Thanks for any clarifaction. :)
 
Last edited:
2 "parts" of the curcuit the regulator thing that controls the total max current, and the PWM levels adjustor thing which switches the led on and off. (both items can be combined as a single control item)

with the levels, which is done with a microcontroller type of chip that "pulses" the mosfets (switches) on and off (completly) , that is PWM (pulse width modulation).
with PWM the current you read with your usual DMM is an "averaged" current, and it can be quite far off too. if you switch your DMM to AC you will see it displaying AC current too, because of the chopped DC.

so with the PWM type Levels control, the LEd is pulsed on and off , and that is what makes it look dimmer to our eyes which average it out, and why we dont really know any facts with the DMM either.

Ahh pictures
.......................................... and averaged its _____
------------------------------ and averaged its ____________
__________________________ and averaged its __________________________

^ thusly, the led is on at the same current, but just not all of the TIME.
because its not on all the time, it indeed uses less Total current (per hour).


you gotta have a scope thing to read the actual stuff on the PWM.

there DOES exist current control in lights and drivers, but its par for them to use PWM.

Averaged pulses to the led over the voltage for the led still slowly damage the led, but the HEAT is removed between pulses , so it helps the heat situation, but an overdrive still hits the little molecular gate thingees.
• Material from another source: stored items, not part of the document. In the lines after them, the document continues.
Issue #181, opened 2019-10-04
NetBox to deprecate _choices endpoints?


markkuleinio:
NetBox is discussing deprecating the `_choices` endpoints, and using Django OPTIONS requests instead: https://github.com/netbox-community/netbox/issues/3416

That would require changes in pynetbox as well.

Example output:

```
$ curl -H "Authorization: Token xxx" -X OPTIONS https://netbox.domain.local/api/dcim/interfaces/
 | jq .
{
  "name": "Interface",
  ...
  "actions": {
    "POST": {
      ...
      "type": {
        "type": "field",
        "required": false,
        "read_only": false,
        "label": "Type",
        "choices": [
          {
            "display_name": "Virtual",
            "value": 0
          },
          {
            "display_name": "OC-192/STM-64",
            "value": 6400
          },
          {
            "display_name": "CDMA",
            "value": 2820
          },
...
```

markkuleinio:
I'll close this as PR #183 was merged in, thanks!

PR #183, opened 2019-10-18
Add choices() in Endpoint using OPTIONS requests

markkuleinio:
As mentioned in #181, there is a discussion in NetBox (netbox-community/netbox#3416) to remove the _choices endpoints and use the Django-provided `OPTIONS` request.

This PR creates an options() method in Request class and a choices() method in Endpoint class, for using the `OPTIONS` interface. The existing App-level choices interface is still available for existing code to use it while supported by NetBox.

**Current choices style** (before this PR, with NetBox 2.6.6, lots of output omitted):

```
>>> from pprint import pprint
>>> pprint(netbox.ipam.choices())
...
 'ip-address:role': [{'label': 'Secondary', 'value': 20},
                     {'label': 'VIP', 'value': 40},
                     {'label': 'VRRP', 'value': 41},
                     {'label': 'Loopback', 'value': 10},
                     {'label': 'GLBP', 'value': 43},
                     {'label': 'CARP', 'value': 44},
                     {'label': 'HSRP', 'value': 42},
                     {'label': 'Anycast', 'value': 30}],
 'ip-address:status': [{'label': 'Active', 'value': 1},
                       {'label': 'Reserved', 'value': 2},
                       {'label': 'Deprecated', 'value': 3},
                       {'label': 'DHCP', 'value': 5}],
...
>>> pprint(netbox.dcim.choices())
...
 'device:face': [{'label': 'Front', 'value': 0}, {'label': 'Rear', 'value': 1}],
 'device:status': [{'label': 'Offline', 'value': 0},
                   {'label': 'Active', 'value': 1},
                   {'label': 'Planned', 'value': 2},
                   {'label': 'Staged', 'value': 3},
                   {'label': 'Failed', 'value': 4},
                   {'label': 'Inventory', 'value': 5},
                   {'label': 'Decommissioning', 'value': 6}],
...
 'site:status': [{'label': 'Active', 'value': 1},
                 {'label': 'Planned', 'value': 2},
                 {'label': 'Retired', 'value': 4}]}
...
```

umm, ask newbie :) he knows this stuff for real.
 
Last edited:
Funny you should mention Newbie, I was just thinking about him.

I didn't think about PWM mostly because the light does not flicker on the fan (yes, that's how I check for PWM) like other lights. Even on low there's no change I can detect.

Thanks for the info :thumbsup:
 
i dont build these things but a simple capacitor added to a PWM curcuit would totally average out the pulses things, and become actual current control.
the only caveat would be capacitors dont charge and discharge forever, they have a failure possibility . then there are much better capacitors than the 4cent ones they would put in these :).

if the curcuit will still operate correctally, a good small cap in there would "fix" the pwm and make it great , and some of the drivers have them already or use them for making thier dc. potentially a modder could just toss one in if they have the room, and "improve" the design, and the way the led is driven. it would even improve the output of the led during pulsing.